At the close of all the evidence, Pam moved for judgment as a matter of law. Danco opposed the motion, and the court denied the motion. The jury returned a verdict in favor of Pam.
Danco then moved for judgment as a matter of law, which Pam opposed. The court denied Danco’s motion.
Did the court rule correctly on:
1. Danco’s motion to strike the request for a jury trial? Discuss.
2. Pam’s motion to have the case remanded to state court? Discuss.
3. Pam’s and Danco’s motions for judgment as a matter of law? Discuss.
Berelli Co., the largest single buyer of tomatoes in the area, manufactures several varieties of tomato-based pasta sauces. Berelli entered into a written contract with Grower to supply Berelli its requirements of the Tabor, the only type of tomato Berelli uses in its pasta sauces. The Tabor tomato is known for its distinctive flavor and color, and it is particularly desirable for making sauces. The parties agreed to a price of $100 per ton.
The contract, which was on Berelli’s standard form, specified that Grower was to deliver to Berelli at the end of the growing season in August all Tabor tomatoes that Berelli might require. The contract also prohibited Grower from selling any excess Tabor tomatoes to a third party without Berelli’s consent. At the time the contract was executed, Grower objected to that provision. A Berelli representative assured him that although the provision was standard in Berelli’s contracts with its growers, Berelli had never attempted to enforce the provision. In fact, however, Berelli routinely sought to prevent growers from selling their surplus crop to third parties. The contract also stated that Berelli could reject Grower’s tomatoes for any reason, even if they conformed to the contract.

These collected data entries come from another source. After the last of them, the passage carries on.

PR #29, opened 2021-05-26
Weighted RMSE and other Enhancements

brianpm:
This PR is on top of the flexible function calls one (https://github.com/NCAR/CAM_diagnostics/pull/26). 

It adds an `environment.yml` file which could be used to set up a conda environment that is capable of running `CAM_diagnostics`. 

In `CamDiag` it allows for using all the available files when start and end years are not supplied. (This could be made more robust.)

In `CamDiag` the creation of the time series directory is more robust using `pathlib.Path.mkdir`. 

In `CamDiag` try to skip regridding when no scripts are provided. (I think this breaks later steps though.)

In `plotting_functions` Add a function `wgt_rmse` that correctly calculates the area-weighted RMSE and uses that to annotate the maps. I'm not sure why I wrote the RMSE incorrectly before, but this one works for 2-d fields and 1-d weights for DataArray or numpy arrays. 

There could be other differences, but I don't think they are important (mainly warnings / print messages).


nusbaume (approved):
Looks good!  There were a couple concerns, but I just went ahead and pushed fixes for those concerns to your branch.  Thanks again for all of the diagnostics development!

PR #37, opened 2021-08-18
introduce GeoCAT for pressure level interpolation

brianpm:
This PR changes the interpolation from hybrid levels to pressure levels (i.e., `lev_to_plev`)  to use GeoCAT's `interp_hybrid_to_pressure` function. This introduces a new dependency on GeoCAT.

The previous version didn't actually do the correct interpolation because I neglected to ever include functional code. So this actually provides the functionality that is needed. 

Note that the performance of `interp_hybrid_to_pressure` is not great in my testing, but I think it does produce a correct result.

### DIFF
--- a/lib/plotting_functions.py
+++ b/lib/plotting_functions.py
@@ -12,6 +12,7 @@ import xarray as xr
 import matplotlib as mpl
 import cartopy.crs as ccrs
 from cartopy.util import add_cyclic_point
+import geocat.comp as gcomp
 
 #Set non-X-window backend for matplotlib:
 mpl.use('Agg')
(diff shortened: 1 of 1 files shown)


nusbaume:
@brianpm this PR looks fine to me, but I assume you needed to add GeoCAT to your conda environment?  If so then did you want to add a new commit that includes GeoCAT as a dependency in the `conda_environment.yaml` file?  Thanks!

brianpm:
Oh, yeah, I forgot we had that now. Do you want me to do that, or do you want to put it in?

nusbaume:
Either way is fine with me, although if you want me to do it I would need to know the name of the specific GeoCAT package you installed.  I assume it was `geocat-comp`?

andrewgettelman:
Are we already using GeoCAT? Do we really need it? I recall one principle was a minimal set of packages. Or is this not something to worry about as long as we have a conda environment?

brianpm:
@andrewgettelman -- I think adding GeoCAT as a dependency will pay off in the long run. Their recent development seems well aligned with our use cases. In this particular case, the function for interpolating from hybrid to pressure levels is based on code that I gave them. The alternative is to either extract their version or implement my version, but since they potentially have better long-term support, I think it makes sense to use this as a first point of contact with GeoCAT.

andrewgettelman:
Sounds good @brianpm, thanks for clarifying.

brianpm:
I just pushed an update to the environment yaml file. @nusbaume , can you check if I did this correctly?

nusbaume:
@brianpm Yep, that update looks good to me!  As an FYI I am currently waiting to see if I can get the `ncar_pylib` environment updated so that it contains the latest GeoCAT version (which is necessary for this PR).  Once that is done I'll do a quick test and then get this PR merged.  Apologies for the delay!

PR #55, opened 2021-11-02
Change env name to reflect new repo name

mgrover1:
Should we change the conda env name to reflect the new repo name?

Changing from `camdiag` to `adf_diag`


nusbaume:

On August 1, Berelli told Grower that it would need 40 tons of Tabor tomatoes at the end of August. Grower anticipated that he would harvest 65 tons of Tabor tomatoes commencing on August 30. Because of the generally poor growing season, Tabor tomatoes were in short supply. Another manufacturer, Tosca Co., offered Grower $250 per ton for his entire crop of Tabor tomatoes. On August 15, Grower accepted the Tosca offer and informed Berelli that he was repudiating the Berelli/Grower contract.
After Grower’s repudiation, Berelli was able to contract for only 10 tons of Tabor tomatoes on the spot market at $200 per ton, but has been unable to procure any more. Other varieties of tomatoes are readily available at prices of $100 per ton or less on the open market, but Berelli is reluctant to switch to these other varieties. Berelli believes that Tabor tomatoes give its sauces a unique color, texture, and flavor. It is now August 20. Berelli demands that Grower fulfill their contract in all respects.
1. What remedies are available to Berelli to enforce the terms of its contract with Grower, what defenses might Grower reasonably assert, and what is the likely outcome on each remedy sought by Berelli? Discuss.
2. If Berelli elects to forgo enforcement of the contract and elects instead to sue for damages, what defenses might Grower reasonably assert, and what damages, if any, is Berelli likely to recover? Discuss.
Acme Corporation was a publicly traded corporation that operated shopping malls. Because of an economic slowdown, many of Acme’s malls contained unrented commercial space. Additionally, the existence of surplus retail space located near many of Acme’s malls prevented Acme from raising rents despite increasing costs incurred by Acme.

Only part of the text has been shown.